Description of the task —
List every line below containing "deltaY".
——————————
PR #5817, opened 2025-04-09
Optimization RSI preloading / atlas creation

beck-thompson:
When RSIs were preloaded they worked like this (big picture overview):
1.) Load all images and combine rsi files into mini atlases
2.) Create a new maxsize by maxsize image atlas
3.) Loop through all RSIs and load them onto the atlas. If the atlas gets filled, create a new one and lock in the current one.
4.) Create a new image that is only as big as necessary (If the final atlas didn't get filled up all the way)
5.) Fit the orignal final atlas into the new cropped one.

For ss14 specifically, there is only enough sprites to allocate about half of one max sized atlas so step 3 really never occurs. This means that we are allocating 1 maxed sized image and 1 ~ half max sized image. This isn't necessary so what I've done is basically just removed that first allocation!

My changes now make it work like this:
1.) Load all images and combine rsi files into mini atlases.
2.) Loop through all RSIs, pre determine what atlas they would go into and their offset inside of it. If we know an atlas will be filled up, allocate an image of the correct size (This is only done when we 100% know we will need the atlas). This also uses the a slightly modified [first-fit decreasing-height strip packing algorithm](https://en.wikipedia.org/w/index.php?title=Strip_packing_problem&oldid=1263496949#First-fit_decreasing-height_(FFDH)). More information about that below.
3.) Loop through all FFDH levels and actually put them in their respective atlas images.
4.) Finalize all atlases (Actually load the atlas into Clyde and give all rsis a reference to that atlas)

I did some brief testing on ss14 and got a minor but still "noticeable" speed boost to preloading textures (~11.5% or 0.3 seconds)! Texture loading has a lot of variance but its defiantly an improvement.

image
(Before and after times - I ran each 10 times.)

For the atlas itself, it's now being stored using a slightly modified FFDH algorithm that I create. The algorithm is basically exactly the same, the only difference is I use the empty spaces above placed squares as new "levels" that you can insert stuff into.

image
Those "Free" level spaces would be completely ignored in the standard FFDH algorithm, mine just makes them a normal level which is filled up like normal. 

Here is a compassion of SS14s atlas was filled:

(Before this PR `cropped utilization: 80.84%, fill percentage: 60.94%`)
Screenshot from 2025-04-15 18-30-11

(FFDH sorting only `cropped utilization: 89.22%, fill percentage: 55.21%`)
Screenshot from 2025-04-15 18-27-39

(FFDH sorting w/ my modifications `cropped utilization: 97.00%, fill percentage: 50.78%`)
Screenshot from 2025-04-15 18-25-24

So this new algorithm is able to reduce SS14s atlas size by ~10%. For other repositories like Goob, the savings are even greater (They needed to allocate two atlases, this reduces it to 1!). This new allegorist saves them ~1.3 seconds (Mostly due to not having to allocate massive images for the second atlas).

### DIFF
--- a/Robust.Client/ResourceManagement/ResourceCache.Preload.cs
+++ b/Robust.Client/ResourceManagement/ResourceCache.Preload.cs
@@ -195,7 +195,6 @@ namespace Robust.Client.ResourceManagement
             var deltaY = 0;
             Vector2i offset = default;
             int atlasRsiIndexStart = 0;
-            int atlasCount = 0;
             int filledPixels = 0;
             for (int i = 0; i < atlasList.Length; i++)
             {
@@ -223,7 +222,7 @@ namespace Robust.Client.ResourceManagement
                 }
 
                 deltaY = Math.Max(deltaY, rsi.AtlasSheet.Height);
-                rsiPositions[i] = (atlasCount, offset);
+                rsiPositions[i] = (finalMetaAtlases.Count, offset);
                 offset.X += rsi.AtlasSheet.Width;
                 filledPixels += rsi.AtlasSheet.Width * rsi.AtlasSheet.Height;
             }
@@ -308,7 +307,7 @@ namespace Robust.Client.ResourceManagement
             sawmill.Debug(
                 "Preloaded {CountLoaded} RSIs into {CountAtlas} Atlas(es?) ({CountNotAtlas} not atlassed, {CountErrored} errored) in {LoadTime}",
                 rsiList.Length,
-                atlasCount,
+                finalMetaAtlases.Count,
                 nonAtlasList.Length,
                 errors,
                 sw.Elapsed);
--- a/Robust.Client/ResourceManagement/ResourceCache.Preload.cs
+++ b/Robust.Client/ResourceManagement/ResourceCache.Preload.cs
@@ -18,10 +18,7 @@ using Robust.Shared.Log;
 using Robust.Shared.Maths;
 using Robust.Shared.Utility;
 using SixLabors.ImageSharp;
-using SixLabors.ImageSharp.Formats.Png;
 using SixLabors.ImageSharp.PixelFormats;
-using SixLabors.ImageSharp.Processing;
-using Vector3 = System.Numerics.Vector3;
 
 namespace Robust.Client.ResourceManagement
 {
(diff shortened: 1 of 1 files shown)


Robust.Client/ResourceManagement/ResourceCache.Preload.cs
```diff
@@ -180,61 +181,88 @@ private void PreloadRsis(ISawmill sawmill)
 
             // Each RSI sub atlas has a different size.
             // Even if we iterate through them once to estimate total area, I have NFI how to sanely estimate an optimal square-texture size.
-            // So fuck it, just default to letting it be as large as it needs to and crop it as needed?
+            // So fuck it, just default to adding them in from smallest to largest.
             var maxSize = Math.Min(GL.GetInteger(GetPName.MaxTextureSize), _configurationManager.GetCVar(CVars.ResRSIAtlasSize));
-            var sheet = new Image<Rgba32>(maxSize, maxSize);
 
+            // (final meta atlas index, offset)
+            var rsiPositions = new (int, Vector2i)[atlasList.Length];
```
metalgearsloth: Couldn't you stackalloc a span for this or is it potentially too large.

Robust.Client/ResourceManagement/ResourceCache.Preload.cs
```diff
@@ -180,61 +181,88 @@ private void PreloadRsis(ISawmill sawmill)
...
+
+            // (start rsi index, end rsi index, final meta atlas reference).
+            var finalMetaAtlases = new List<(int, int, Image<Rgba32>)>();
```
metalgearsloth: ValueList

Robust.Client/ResourceManagement/ResourceCache.Preload.cs
beck-thompson: For reference, the length is `2812` currently!

So I (just) tested both that and this new one:
`Span<(int, Vector2i)> rsiPositions = stackalloc (int, Vector2i)[atlasList.Length];`

From when I tested it, it *seemed* to run somewhat slower using stackalloc - I really don't know why that would be the case but I ran it a bunch and it seemed slightly slower. Also, if you want to do some other testing, run this with goobstations repo, they have some crazy atlases and it'll test having more than one atlas.

PJB3005: This really isn't something that should be stackalloc'd

beck-thompson:
Made a big update! For testing I'd recommend adding the following:

Line 300-304:
```
var random = new Random();
var color = new Rgba32((byte)random.Next(256), (byte)random.Next(256), (byte)random.Next(256));
var image = new Image<Rgba32>(rsi.AtlasSheet.Width, rsi.AtlasSheet.Height, color);

image.Blit(box, imageAtlases[level.AtlasId], rsi.AtlasOffset);
```

Line 308:
```
atlases[0].Save("atlasOut.png", new PngEncoder());
```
——————————
Exercise response —
             var deltaY = 0;
                 deltaY = Math.Max(deltaY, rsi.AtlasSheet.Height);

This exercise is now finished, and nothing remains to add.